PyAT Primer#

Introduction#

The Accelerator Toolbox (AT) is a toolbox of functions in Matlab for charged particle beam simulation. It was created by Andrei Terebilo in the late 1990’s. The original papers still serve as a good introduction to AT. The AT described in those papers is AT1.3, the latest version produced by Terebilo. The next version of AT is considered AT2.0. Here we provide examples showing some of the changes from AT1.3, but also serving as an introduction for someone just starting AT.

Coordinates#

The 6-d phase space coordinates used in AT are as follows

\[\begin{split}\vec Z = \begin{pmatrix} x \\ \frac{p_x}{p_0}=x'(1+\delta) \\ y \\ \frac{p_y}{p_0}=y'(1+\delta) \\ \delta=\frac{\left(p_z-p_0\right)}{p_0} \\ c\tau\end{pmatrix}\end{split}\]

\(p_0\) is the reference momentum. \(\tau\) is the time lag relative to the ideal particle.

Creation of Elements and Lattices#

import at
import at.plot
import numpy as np
import matplotlib.pyplot as plt
from math import pi
plt.rcParams["figure.figsize"] = [9.0, 6.0]

A lattice in AT is a object of the Lattice class containing the lattice elements. These elements may be created using element creation functions. These functions output objects inheriting from the Element base class. For example, a quadrupole may be created with the function Quadrupole

QF=at.Quadrupole('QF',0.5,1.2)
print(QF)

Quadrupole:
    FamName : QF
    Length : 0.5
    PassMethod : StrMPoleSymplectic4Pass
    NumIntSteps : 10
    MaxOrder : 1
    PolynomA : [0. 0.]
    PolynomB : [0.  1.2]
    K : 1.2

We note that the family name of this quadrupole is ’QF’ and the pass method is QuadMPoleFringePass. The fields following are parameters necessary to be able to pass an electron through this quadrupole (i.e., the set of arguments required by the pass method). We now create some other elements needed in a FODO lattice:

Dr = at.Drift('Dr', 0.5)
HalfDr = at.Drift('Dr2', 0.25)
QD = at.Quadrupole('QD', 0.5, -1.2)
Bend = at.Dipole('Bend', 1, 2*pi/40)

In addition to Quadrupole that we already saw, we have created a drift (region with no magnetic field), using Drift. Besides the family name, the only other needed field is the length. Since we split the cell in the center of the drift, we have also created a half drift element. The drifts are 0.5 meters long and the half drift is 0.25 meters long. We have defined a sector dipole, or bend magnet using Dipole. The family name is ’Bend’. The second field is the length of the magnet and we have given it a length of 1 meter. Next is the bending angle. We have defined just an arc of a FODO lattice here, so we don’t have to bend by all of \(2\pi\) here. We choose to have 20 total such arcs, for a realistic field strength, and thus we define the bending angle to be \(2\pi/40\) since there are two bends per cell.

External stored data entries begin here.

PR #16542, opened 2020-12-14
MM-31323: Fix racy test TestHandleCommandResponsePost

agnivade:
In https://github.com/mattermost/mattermost-server/pull/16089,
we added logic to modify the notification text in the presence
of fallback text.

Unfortunately, that created a race condition during publishing
the post via websockets. To fix this, we create a clone of the post
before sending it off for push notifications.

https://mattermost.atlassian.net/browse/MM-31323

```release-note
NONE
```

### DIFF
--- a/app/notification.go
+++ b/app/notification.go
@@ -210,7 +210,7 @@ func (a *App) SendNotifications(post *model.Post, team *model.Team, channel *mod
 	}
 
 	notification := &PostNotification{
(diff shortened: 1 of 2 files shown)


isacikgoz (approved):
Looks good to me 🏁

streamer45 (approved):
:+1:

PR #16550, opened 2020-12-15
[MM-31357] Avoid returning empty appError when autocompleting users

mgdelacroix:
#### Summary
As part of the `UserStore` error migration, we started returning `error` from the `searchlayer`, inadvertently returning an empty `AppError` instance in the user autocomplete function, that was then caught as `!= nil` by the caller, causing a panic.

`AppError` strikes yet again.

#### Ticket Link
https://mattermost.atlassian.net/browse/MM-31357

#### Release Note
```release-note
NONE
```


saturninoabril (approved):
Awesome, tested and passed!

jespino (approved):

isacikgoz (approved):
LGTM 👍

PR #16561, opened 2020-12-16
MM-31369: Fix racy test TestFileStoreWatcher

agnivade:
Since this test had t.Parallel set, it would run the sub-tests
in parallel. The issue was that the same file path was being written
from the 2 sub-tests causing duplicate firing of the event handlers.

This would cause a race where the store would be closing, and at the same time,
an event handler would fire, trying to read the fs.watcher field.

Having two separate file paths resolves this.

https://mattermost.atlassian.net/browse/MM-31369

```release-note
NONE
```

### DIFF
--- a/config/file_test.go
+++ b/config/file_test.go
@@ -884,10 +884,9 @@ func TestFileStoreWatcherEmitter(t *testing.T) {
 
 	t.Parallel()
 
-	path, tearDown := setupConfigFile(t, emptyConfig)
-	defer tearDown()
-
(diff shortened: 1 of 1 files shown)


streamer45 (approved):
Nice :+1:

agnivade:
Gentle ping on this @crspeller

crspeller (approved):

crspeller:
@agnivade Sorry for the holiday delay!

PR #16562, opened 2020-12-16
MM-31370: Fix racy TestClusterShutdownRace

agnivade:
This race wasn't specific to this test, but somehow got triggered by it.
This was a critical race because the PluginsLock is widely used
throughout the codebase to gate access to the PluginsEnvironment.

However, a config listener can often run in its own goroutine leading to
a wide variety of races.

https://mattermost.atlassian.net/browse/MM-31370

```release-note
NONE
```


agnivade:
@streamer45 / @crspeller - I am a bit wary of introducing recursive locking due to this. I know there are hundreds of codepaths that use `s.PluginsEnvironment` to do various things. Please give it a good look. Thanks!

app/server.go
```diff
@@ -484,6 +484,8 @@ func NewServer(options ...Option) (*Server, error) {
 		pluginsEnvironment.InitPluginHealthCheckJob(*s.Config().PluginSettings.Enable && *s.Config().PluginSettings.EnableHealthCheck)
 	}
 	s.AddConfigListener(func(_, c *model.Config) {
+		s.PluginsLock.RLock()
+		defer s.PluginsLock.RUnlock()
```
streamer45, line 488: It looks safe to me but we could also avoid the `defer` since we only need to lock to read the env from the server struct.

agnivade: makes sense to me

streamer45 (approved):
Looks good :+1:

app/server.go
```diff
@@ -484,7 +484,9 @@ func NewServer(options ...Option) (*Server, error) {
 		pluginsEnvironment.InitPluginHealthCheckJob(*s.Config().PluginSettings.Enable && *s.Config().PluginSettings.EnableHealthCheck)
 	}
 	s.AddConfigListener(func(_, c *model.Config) {
+		s.PluginsLock.RLock()
 		pluginsEnvironment := s.PluginsEnvironment
+		s.PluginsLock.RUnlock()
```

A cell of a FODO lattice may now be constructed as follows

FODOcell = at.Lattice([HalfDr, Bend, Dr, QF, Dr, Bend, Dr, QD, HalfDr],
                      name='Simple FODO cell', energy=1E9)
print(FODOcell)

Lattice(<9 elements>, name='Simple FODO cell', energy=1000000000.0, particle=Particle('relativistic'), periodicity=20)

As mentioned, this cell is only 1/20 of a FODO lattice. The entire lattice may be created by repeating this cell 20 times as follows

FODO = FODOcell*20
print(FODO)

Lattice(<180 elements>, name='Simple FODO cell', energy=1000000000.0, particle=Particle('relativistic'), periodicity=1)

We have now created a valid AT lattice, using drifts, dipoles, and quadrupoles. We will later add some sextupoles to this lattice, and also an RF cavity, but one could track particles through this lattice, as is.

For completeness, we list all of the AT element creation functions: Aperture, Corrector, Drift, M66, Marker, Monitor, ThinMultipole, Multipole, Octupole, Quadrupole, RFcavity, Sextupole, Wiggler.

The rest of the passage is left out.